Some have held that happiness consists in selfishly following the bent of the passion for wealth or pleasure or power: they are wrong, because these instincts thus isolated and so turned to evil are on the contrary an obstacle to happiness. Others have thought that happiness consists in the "active life" as such, in doing rather than being; and again they are wrong, for activity is either a means to happiness, or else is itself beatific only as an overflow of a state of being. Happiness is not, essentially, something we have but some -thing we are, though we become what we are by doing and by the way we suffer when suffering is given us, which way is itself a form of doing. But the active life is a social life; and so this beatitude and the next tell us how we should act towards the rest of the family, first as far as justice is concerned, and secondly in regard to the qualities of soul that go beyond the bare demands of justice: generosity and mercy.

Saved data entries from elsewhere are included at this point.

PR #353, opened 2020-06-04
Display deposited dates instead of creation dates

### LINKED ISSUE #352: Search and display for dates
With the changes to published date and deposit dates, we need the UI to:

* show the `deposited_at` field for the date of creation

awead:
Sets the default time zone to Eastern time and ensures that the deposited date is displayed is displayed for search results and resource pages.

Fixes #352

### DIFF
--- a/app/helpers/application_helper.rb
+++ b/app/helpers/application_helper.rb
@@ -6,4 +6,9 @@ module ApplicationHelper
   def new_session_path(*_)
     new_user_session_path
   end
+
+  def date_display(args)
+    Time.zone.parse(args[:document][args[:field]])
+      .to_formatted_s(:long)
+  end
 end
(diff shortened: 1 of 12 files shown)


app/helpers/application_helper.rb
```diff
@@ -6,4 +6,10 @@ module ApplicationHelper
   def new_session_path(*_)
     new_user_session_path
   end
+
+  def date_display(args)
+    Time.parse(args[:document][args[:field]])
+      .in_time_zone(Rails.configuration.time_zone)
```
rschenk, line 12: This works but is verbose and thankfully Rails has a method for this: `Time.zone.parse`

```ruby 
Time.parse(args[:document][args[:field]])
  .in_time_zone(Rails.configuration.time_zone)

### vs 

Time.zone.parse(args[:document][args[:field]])
```

rschenk: Another good one to know is `Time.zone.local` which you can use to construct new date-times in the local tz

PR #354, opened 2020-06-04
Allow 'unspecified' for migrated works

### LINKED ISSUE #349: Works without a resource type
There are little over 1,500 works without a resource type. This is likely because resource type was not required until later releases of Scholarsphere.

Since resource type is used to determine work type in SS4, and that field is required, we're going to need to assign some kind of work type to a work that doesn't have a designated resource type. The easiest way to do this would be to add an "unknown" option to the Work model's list of available work types, and make that the work type for migrated works that have no resource type.

IMPORTANT: we must make sure that the unknown option is NOT included in the dropdown?

awead:
For migrated works that don't have a work type, we can use 'unspecified' to allow the work to be published.

Fixes #349


app/models/work.rb
```diff
@@ -70,7 +71,7 @@ def self.display(type)
     end
 
     def self.options_for_select_box
-      all
+      (all - ['unspecified'])
```
rschenk, line 74: I know we already talked through this ad nauseam, and came to an agreement to do this, and no I'm not having second thoughts. _But_ using strings like this is the reason I do like the approach of using constants for these, even though _yes_ it's double the work. At least this usage of the string is inside the class. Just making a note of it, I don't think we need to change anything

awead: Yeah, I agree. I went back-and-forth on this a lot. I wonder if work type could extracted out into its own class, `WorkType` and managed that way. I _do_ like the enum approach with strings. Anyway, I'm open to refactoring this.

rschenk: I think it's fine as long as we're only using the string version inside the Types class/module. If they start leaking outside (which the enum should prevent), I think that's when we've got cause for concern

awead: So, I did notice that it's "leaking" into the PublishNewWork service, so I'm pushing a small change that identifies 'unspecified' as `Work::Types.unspecified` just like we do with `Work::Types.default`.

PR #355, opened 2020-06-04
match admin group to what is stored

whereismyjetpack:


config/application.rb
```diff
@@ -23,6 +23,7 @@
 
 module Scholarsphere
   class Application < Rails::Application
+    require 'healthchecks/healthchecks'
```
awead, line 26: What is 'healthchecks' ?

whereismyjetpack: eek. good catch. this is part of sidekiq monitoring that i've been working on. not sure how it snunk in here.

awead: No worries... this is what PR reviews are for! This kinda stuff happens to me all the time, especially when we're juggling lots of different branches.

PR #356, opened 2020-06-04
Preview/sidekiq healthcheck

whereismyjetpack:
Adds checks for sidekiq queue latency and DeadSet queue monitoring. Also tweaks the default max_retries:

Default sidekiq max retries is fairly high and won't drop something in the DeadSet queue until 21 days (https://github.com/mperham/sidekiq/wiki/Error-Handling#automatic-job-retry) I set this to 2 as a number, but we can tweak with an environment variable in production. 

Latency is defaulted to 30 seconds, and can also be tweaked. These checks are also "OPTIONAL" which means they won't return an unfavorable status code, but will show a "FAILED" message. this will allow us to take human action on failures, instead of automatic restarts which will be unlikely to fix the problem. 

There were some things I was unsure about stylistically, so I'm putting this as WIP for conversation on those things.

Output for these checks can be viewed here 
https://scholarsphere-sidekiq-healthcheck.dsrd.libraries.psu.edu/health/all
https://scholarsphere-sidekiq-healthcheck.dsrd.libraries.psu.edu/health/sidekiq
https://scholarsphere-sidekiq-healthcheck.dsrd.libraries.psu.edu/health/sidekiq_deadset


lib/healthchecks/healthchecks.rb
```diff
@@ -0,0 +1,38 @@
...
+      mark_failure if size.positive?
+      mark_message "There are #{size} messages in the DeadSet Queue"
+    end
+  end
+
+  class QueueLatencyCheck < OkComputer::Check
+    attr_accessor :threshold
+
+    def initialize(threshold = 30)
+      self.threshold = Integer(threshold)
```
rschenk, line 17: Ruby style tip, there are two ways to convert a string to an integer `Integer()` and `.to_i` that behave slightly differently. `nil.to_i #=> 0` while `Integer(nil) #=> raises an exception`

You very, very rarely see `Integer()` used in the wild unless you specifically want that exception raising feature. Which in this case, maybe you do? Or maybe it's an OK Computer idiom? Barring either of those, `.to_i` is much more common to see in Ruby code. Anyways, that just caught my eye

whereismyjetpack:
I reorganized the module, and I think it's much cleaner now. Thanks! 

I left it `require 'healthchecks'` for no real reason other than naming things is hard.

lib/healthchecks/queue_latency_check.rb
```diff
@@ -0,0 +1,29 @@
+# frozen_string_literal: true
+
+module HealthChecks
+  class QueueLatencyCheck < OkComputer::Check
+    attr_accessor :threshold
+
+    def initialize(threshold = 30)
+      self.threshold = threshold.to_i
```
awead, line 8: It's preferable to use `@threshold` instead of `self.threshold` for attr_accessor variables.

lib/healthchecks/queue_latency_check.rb
```diff
@@ -0,0 +1,29 @@
+# frozen_string_literal: true
+
+module HealthChecks
+  class QueueLatencyCheck < OkComputer::Check
+    attr_accessor :threshold
```
awead, line 5: You only need an attr_reader here.

lib/healthchecks/queue_latency_check.rb
```diff
@@ -0,0 +1,29 @@
...
+      @failures = nil
+      @message = Hash.new
+      queues = Sidekiq::Queue.all
+      queues.each do |q|
+        latency(q.name, threshold)
+      end
+
+      mark_failure if @failures
+      mark_message @message
+    end
```
awead, line 21: I think this can be simplified:
``` ruby 
def check
  @message = Hash.new
  Sidekiq::Queue.all.map do |queue|
    queue_latency = Sidekiq::Queue.new(queue).latency
    @message[queue] = "has a latency of #{queue_latency} seconds"
    mark_failure if queue_latency > threshold
  end
end
```
I don't believe `mark_message` is necessary because `message` has been declared an attr_accessor in the super class.

spec/lib/healthchecks/queue_latency_spec.rb
```diff
@@ -0,0 +1,31 @@
...
+      config.redis = redis_config.to_hash
+    end
+
+    Sidekiq.configure_client do |config|
+      config.redis = redis_config.to_hash
+    end
+  end
+
+  describe '#check' do
+    context 'when latency is fine' do
```
awead, line 23: What about when the latency is not "fine" ?

spec/lib/healthchecks/queue_latency_spec.rb
```diff
@@ -0,0 +1,31 @@
+# frozen_string_literal: true
```
awead, line 1: The file ought to be named `queue_latency_check_spec.rb` so it maps to directly to the Ruby source file. A lot of automated test runners use that as the logic for finding the spec test for a matching file.

spec/lib/healthchecks/queue_dead_set_spec.rb
```diff
@@ -0,0 +1,49 @@
+# frozen_string_literal: true
```
awead, line 1: ditto here on the spec file name: queue_dead_set_check_spec.rb

lib/healthchecks/queue_latency_check.rb
whereismyjetpack: Thanks for the tip. I've seen it both ways, The OkComputer gem uses `self` _shrug_

spec/lib/healthchecks/queue_latency_spec.rb
whereismyjetpack: I'm not sure how to mock out an item on the queue, and fake it's date. I'd be happy to add that path though.

spec/lib/healthchecks/queue_latency_spec.rb
whereismyjetpack: Thanks for the tip!

lib/healthchecks/queue_latency_check.rb
whereismyjetpack: Neat! I'm not sure why i didn't keep this as one method prior.

spec/lib/healthchecks/queue_latency_spec.rb
awead: We could look at this today during refactoring, if you'd like.

spec/rails_helper.rb
```diff
@@ -8,6 +8,10 @@ def ci_build?
   ENV.key?('CIRCLECI') || ENV.key?('CI')
 end
 
+def redis?
```
whereismyjetpack, line 11: we probably don't need this anymore.

whereismyjetpack:
I tested this locally and i think we are good to rock and roll

spec/rails_helper.rb
awead: good catch!

spec/lib/healthchecks/queue_dead_set_check_spec.rb
```diff
@@ -0,0 +1,49 @@
...
+      it 'returns no failure' do
+        hc = described_class.new
+        hc.check
+        expect(hc.failure_occurred).to be nil
+      end
+    end
+
+    context 'when there are messages in deadset' do
+      before do
+        serialized_job = Sidekiq.dump_json(jid: '123123', class: 'SomeWorker', args: [])
```
awead, line 36: @whereismyjetpack I wonder if a "nicer" way of doing this would be:
``` ruby 
class DeadSetTestJob < ApplicationJob
  queue_as :test_queue

  def perform
    raise StandardError, "I'm failing on purpose!"
  end
end
```
Would that go in the failure queue?

spec/lib/healthchecks/queue_dead_set_check_spec.rb
```diff
@@ -0,0 +1,49 @@
...
+    Sidekiq.configure_server do |config|
+      config.redis = redis_config.to_hash
+    end
+
+    Sidekiq.configure_client do |config|
+      config.redis = redis_config.to_hash
+    end
+
+    ds = Sidekiq::DeadSet.new
+    ds.clear
```
awead, line 22: I think this could be replaced with:

``` ruby
Sidekiq::Testing.disable!
Sidekiq::DeadSet.new.clear
```

spec/lib/healthchecks/queue_dead_set_check_spec.rb
```diff
@@ -0,0 +1,49 @@
+# frozen_string_literal: true
+
+require 'spec_helper'
+require 'sidekiq/testing'
+require 'okcomputer'
+require 'healthchecks'
+require 'scholarsphere/redis_config'
+
+RSpec.describe HealthChecks::QueueDeadSetCheck do
```
awead, line 9: do we need to add a `unless: !Scholarsphere::RedisConfig.new.valid?` ?

spec/lib/healthchecks/queue_dead_set_check_spec.rb
whereismyjetpack: That would go in the failure queue, but in sidekiq "failure" is just for statistics, we'd have to wait for retries before it got into the deadset -- which is why i decided to short circuit that and plop something on deadset.

spec/lib/healthchecks/queue_dead_set_check_spec.rb
whereismyjetpack: Yeah, i do this a lot. i think in blocks, and it ends up in my text editor in that way

spec/lib/healthchecks/queue_dead_set_check_spec.rb
whereismyjetpack: good catch, this should match the other one.

whereismyjetpack:
I'm going to fix up the remaining bits, and we can merge on Monday. this was fun. thanks!

PR #368, opened 2020-06-09
Solr indexing is async

### LINKED ISSUE #248: Make indexing async
Currently, indexing works and their versions into Solr happens synchronously when the resource is created or updated in the database. We could make this process async, so that the indexing would occur immediately after the record is saved in the database.

## Advantages
* greater independence: Solr wouldn't prevent records from being created
* if indexing is Solr it slow, the user won't notice

## Disadvantages
* slightly more complex
* the record for searching might lag behind the database record

rschenk:
Closes #248


whereismyjetpack:
We presently don't have a `default` queue in our sidekiq. in `config/sidekiq.yml` we should specify `default` as a queue. 

Which makes me wonder, should we call it something like `solr` instead? 🤷

rschenk:
Good thinking @whereismyjetpack. Why don't you give this a "request changes" review so Adam doesn't accidentally merge it

rschenk:
@whereismyjetpack I added that as a separate commit but we can squarsh when we merge

awead:
@rschenk I approved the request. Although, I wonder if it's possible to add the tests for `after_save` and `update_index_async` to the shared spec. They're really similar, but if it's too much trouble, don't bother.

  Being is more important than doing. It is wrong to think that in order to do great things for the human family you must be endlessly occupied with external activity, that you must be able to point to the arresting visible changes in the face of things, the institutions, the buildings, the movements, that owe their origins to you. The saints often have these things to their credit; but they achieve them almost, as it were, in spite of themselves, certainly rather as an inevitable result and expression of what they are than as a studied programme.        
 There are always some indeed in the world who think themselves great because their brief appearance on the stage is accompanied with much sound and fury: they have much external power, and use it to change, for a time, the face of the earth; but in reality it is they who are as the grass that withers: they go, and the upheavals they caused are at length forgotten, or figure as a tale in the textbooks of history. The power that lives on is the real power, the inner power: the power to move mountains, to tame the animals and bring them back, as St. Francis did, to the human family, the power to charm men to holiness not by what is said merely but by the voice that says it, the personality it expresses. You find a hint or likeness of this power in all the really great: in the men of genius, perhaps, in the great lovers of humanity, in those who are filled with the love of a purpose greater than themselves; but you find it in its fullness in the saints, whose power is more than human since it is the life of the Spirit within them. You find it, above all, in the life of Him from whom the saints` power comes: "and Jesus returned in the power of the Spirit into Galilee"; "and they wondered at the grace that proceeded from his mouth"; "and they were astonished at his doctrine, for his speech was with power He commandeth the unclean spirits, and they go out?" -as we read in one single chapter of the Gospel (Luke iv). So it was, too, that when the woman sought to be cured of the issue of blood He said "Who hath touched my garments?" for He knew that power had gone out from Him. And it is not only a power to heal the body or to give physical strength goes forth: you look Him in the eyes or hear His voice and you are never the same again, your whole former life is a land to which you can never return. A great Dominican, himself a man in whom there was something of this inner power, once finely said: "When our Lord calls a man a sinner he isn`t one-he used to be."

This is the power that lives on earth long after the one who has it has passed from the earth; for the original influence is handed on to others and to others again, and from generation to generation down the ages of the world.

Blessings of love, peace and humility be upon us all.